维度袋：基于维度级符号模式的免训练机械可解释性

摘要

我们展示了Transformer隐藏状态的标准基已提供一种无需训练、架构通用的特征基。单个维度通过其符号（+/-1）编码语义内容，通过其幅度编码置信度，充当独立的二进制寄存器；特征是指具有一致符号模式的维度子集，通过统计符号一致性（无需学习旋转）来读取。我们在七个模型上验证了这一“维度袋”框架，涵盖语言模型（Qwen 3.5-4B、Gemma 3-4B、Mistral 7B、Qwen3-32B）、视觉模型（DINOv2、ViT-Base）和音频模型（AST）。仅符号本身已携带预测性信息：单位幅度的符号模式通过语言模型头部保留了60-93%的Top-5下一个词元准确率，而无需解码器的汉明评分在Top-4096中达到80-90%准确率。基于单词元缓存（每个词元一次前向传播，无上下文，无标签），我们通过符号一致性检测到175个类别，AUC达到0.97-0.99；一个经过训练的探针仅增加+0.018 AUC，并收敛到轴对齐权重。
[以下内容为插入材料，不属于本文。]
PR #1514, opened 2023-03-27
⚠️Deprecate In-tree Cloud Provider

ching-kuo:

In-tree cloud provider has been marked deprecated in Kubernetes for a long time. In this commit, we make external cloud provider default and provide a seperate template if users would like to use in-tree cloud provider.

Fixes #

1. This change will change the default cluster-template to use external cloud provider, while e2e test will also change to test external cloud provider as default.

**TODOs**:

- [ ] squashed commits
- if necessary:
  - [ ] includes documentation
  - [ ] adds unit tests

/hold


jichenjc:
thanks for the PR, this is right direction
https://github.com/kubernetes-sigs/cluster-api-provider-openstack/blob/main/docs/book/src/topics/external-cloud-provider.md
there are some manual steps (RBAC, CNI etc) , does this handled in the test as well?

ching-kuo:
There's already a e2e test for external cloud provider which includes CNIs and CCM installation before I made the changes, the changes I made is to change the references for the kustomize files.

I haven't test the e2e test locally yet, that's why I've marked it as WIP

jichenjc:
yes, I knew, but I am just curious whether we should setup those steps in order to make it a full functional cluster..

ching-kuo:
As far as I know, you will need to install CNIs and CCM to make the cluster ready in `clusterctl decribe cluster <cluster_name>` output.

CCM will be needed as CNIs will not schedule until CCM is installed when cloud provider is set as external.

dulek:
I thought that legacy cloud-provider-openstack is completely gone since 1.26 [1]. Shouldn't we just drop it's support completely?

[1] https://github.com/kubernetes/legacy-cloud-providers/tree/release-1.26

ching-kuo:
Yes, it's completely gone in 1.26. I'm also ok to completely drop support with it. I would like to know how other users thinks, I believe most of the users are already using CCM though.

ching-kuo:
Should we still need to do e2e test for in-tree cloud providers? Or should we just remove it in v1alpha7?

ching-kuo:
@dulek Can you review if you have time if there is anything missing here? Thanks!

test/e2e/data/kustomize/default/kustomization.yaml
```diff
@@ -1,8 +1,21 @@
 ---
 resources:
 - ../../../../../kustomize/v1alpha7/default
+- ccm.yaml
 
 components:
 - ../common-patches/cni
 - ../common-patches/containerd
-- ../upgrade-patches
```
mdbooth, line 8: @lentzi90 Can you check this out? It doesn't feel right to remove this.

test/e2e/data/kustomize/without-lb/patch-ccm-cloud-config.yaml
mdbooth, line 1: Would it be possible to move all of these into `test/e2e/data/kustomize/common-patches`?

mdbooth (commented):
Thanks for this!

test/e2e/data/kustomize/without-lb/patch-ccm-cloud-config.yaml
lentzi90: +1 for that!

test/e2e/data/kustomize/default/kustomization.yaml
lentzi90: Yes this is needed for the clusterctl upgrade test (part of the e2e-full suite). I guess what happened here was that we only use the default template in those tests, so the external-cloud-provider kustomizations didn't have the upgrade-patches and that is why it was removed.
Please add it back and the e2e-full test should hopefully pass :slightly_smiling_face:

lentzi90 (commented):
Nice work on this!
I agree with @mdbooth that it would be nice to move the ccm stuff to the common-patches since it is now needed almost everywhere. The upgrade-patches must also be added back for the e2e-full test to work.

test/e2e/data/kustomize/without-lb/patch-ccm-cloud-config.yaml
ching-kuo: I just tried, I think it's not possible to have `patchesStrategicMerge` and `patches` not under the same folder, it will get error.

Please let me know if there's other way doing it.

```
Error: accumulating resources: accumulation err='accumulating resources from '../default': '/home/ubuntu/cluster-api-provider-openstack/test/e2e/data/kustomize/default' must resolve to a file': recursed accumulation of path '/home/ubuntu/cluster-api-provider-openstack/test/e2e/data/kustomize/default': trouble configuring builtin PatchTransformer with config: `
path: ../common-patches/ccm/patch-allow-all-in-cluster-traffic.yaml
target:
  kind: OpenStackCluster
  name: \${CLUSTER_NAME}
`: security; file '/home/ubuntu/cluster-api-provider-openstack/test/e2e/data/kustomize/common-patches/ccm/patch-allow-all-in-cluster-traffic.yaml' is not in or below '/home/ubuntu/cluster-api-provider-openstack/test/e2e/data/kustomize/default'
```

lentzi90: Indeed, the patch files cannot be outside of the kustomization itself. The way to achieve it is to turn the CCM patches into a `component`. Then you can use it the same way as the `cni`:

这些特征具有因果可操作性：它们能通过K/V注意力投影存活下来，可追溯到写入它们的FFN神经元联盟（随机权重控制从未复现此现象），并且在实时前向传播过程中翻转某个特征的符号会抑制其概念，这在四个语言模型上均成立，且幅度匹配并针对特定概念。维度在整个过程中保持独立（成对互信息低于0.006比特）。这种结构并非语言特有：相同的逐维度符号模式出现在自监督视觉（DINOv2，9/12个ImageNet超类）、监督视觉（ViT-Base，11/12）和音频（AST，50/50个ESC-50类别）中，因此它反映了Transformer训练的普遍性，而非语言建模目标。标准基已足以通过一次前向传播实现特征读取，无需优化，无需GPU天数。开放问题从寻找正确的旋转转向了编录每个维度编码的内容。

English

We show the standard basis of transformer hidden states already provides a training-free, architecture-general feature basis. Individual dimensions encode semantic content via their signs (+/-1) and confidence via their magnitudes, acting as independent binary registers; a feature is a subset of dimensions with a consistent sign pattern, read by counting sign agreements with no learned rotation. We validate this Bag of Dims framework across seven models spanning language (Qwen 3.5-4B, Gemma 3-4B, Mistral 7B, Qwen3-32B), vision (DINOv2, ViT-Base), and audio (AST). Signs alone carry predictive content: unit-magnitude sign patterns preserve 60-93% top-5 next-token accuracy through the LM head, and decoder-free Hamming scoring reaches 80-90% top-4096. From a single-token cache (one forward pass per token, no context, no labels), we detect 175 categories at AUC 0.97-0.99 by sign agreement; a trained probe adds only +0.018 AUC and converges to axis-aligned weights. These features are causally operative: they survive the K/V attention projections, trace to the FFN neuron coalitions that write them (random-weight controls never reproduce this), and flipping a feature's signs during the live forward pass suppresses its concept across four language models, magnitude-matched and concept-specific. Dimensions stay independent throughout (pairwise mutual information below 0.006 bits). The structure is not specific to language: the same per-dimension signs appear in self-supervised vision (DINOv2, 9/12 ImageNet superclasses), supervised vision (ViT-Base, 11/12), and audio (AST, 50/50 ESC-50 categories), so it reflects transformer training in general, not the language-modeling objective. The standard basis already suffices for feature reading at one forward pass, no optimization, no GPU-days. The open problem shifts from finding the right rotation to cataloging what each dimension encodes.